PR #142, opened 2023-03-05
Rework integration tests: self-registering `#[itest]`, Rust runner

Bromeon:
Main changes:
* `#[itest]` is now self-registering, just like Rust's `#[test]`. 
   * No more `ok &= test_xy();` shenanigans. When declared, it runs.
* A large part of the runner logic is moved from GDScript to Rust.
   * Unifies printing, statistics and time measurement.
   * Significantly speeds up test execution, from around 0.28s to 0.13s on my machine. Not that this matters much at the moment, but it may once we have more tests, or tests are generated at larger scale.
* No longer prints the panic and stack trace during `expect_panic`, reducing the stdout spam during integration tests.

And unrelated to testing, but needed for this PR:
* New `Variant::call()` method
* .gitignore fixes


godot-ffi/src/lib.rs
```diff
@@ -148,6 +149,32 @@ pub fn default_call_error() -> GDExtensionCallError {
     }
 }
 
+#[doc(hidden)]
+#[inline]
+pub fn panic_on_call_error(err: &GDExtensionCallError) {
```
cuddlefishie, line 154: a little late, but this seems like a great candidate for using `#[call_tracker]`, doesn't it?

Bromeon: This is great advice, thanks! I was actually considering to make it a macro for this very reason, but totally forgot about this attribute 👍 

No worries about "late", 2nd round of test improvements already on the way 😎

Bromeon: I just tested it btw, indeed it works and shows the occurrence of the panic (with `RUST_BACKTRACE=0`) on the call site.

PR #146, opened 2023-03-05
`#[itest(skip)]` + `#[itest(focus)]`

Bromeon:
Follow-up to #142.

Two new test features:
* `#[itest(skip)]` ignores the current test, and shows the number of skipped tests in a statistic at the end of the run.
   * This is better than empty tests with `// TODO` or commented-out tests, as it reminds you of the technical debt and gives an impression of its extents.
* If at least one test is annotated with `#[itest(focus)]`, then _only_ "focused" tests are run. 
   * Extremely helpful during debugging sessions, or when one is working on a very particular feature.
   * If Godot is invoked with `-- --disallow-focus`, focus runs will always fail (for CI, to avoid accidental disabling of tests).

This is not yet implemented for GDScript. Might be worth it, or might not.

Apart from that, this PR massively simplifies the internal APIs to parse `#[attribute(key, key2="value")]` attributes.


Bromeon:
Added support for `itest` to be invoked with the Godot command-line argument `-- --disallow-focus`.

If provided, focus runs will always fail. This is used in CI, so we prevent that accidental `#[test(focus)]` result in green GitHub Action runs, while disabling all integration tests 🙂

It's only used in the memcheck CIs though, so that minimal-ci still passes during PR updates.

bors r+

PR #147, opened 2023-03-06
#[export] infer `VariantType`

mio991:
I removed the explicit `VariantType` declaration and replaced it with the ability to infer the same.

Also added an implementation for `VariantMetadata` for `Option` not sure if this is good but it was necessary.


Bromeon (commented):
This is a great simplification, thank you!

Sorry for the merge conflicts, I changed the proc-macro insides yesterday. Should require relatively little changes to update though, let me know if you need any help 🙂 

Could you rebase onto master and squash into a single commit?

· · ·

- _Task item_
Where a line in the records above contains the word "fail", copy that line.

- _Answer to the problem_
   * If Godot is invoked with `-- --disallow-focus`, focus runs will always fail (for CI, to avoid accidental disabling of tests).
If provided, focus runs will always fail. This is used in CI, so we prevent that accidental `#[test(focus)]` result in green GitHub Action runs, while disabling all integration tests 🙂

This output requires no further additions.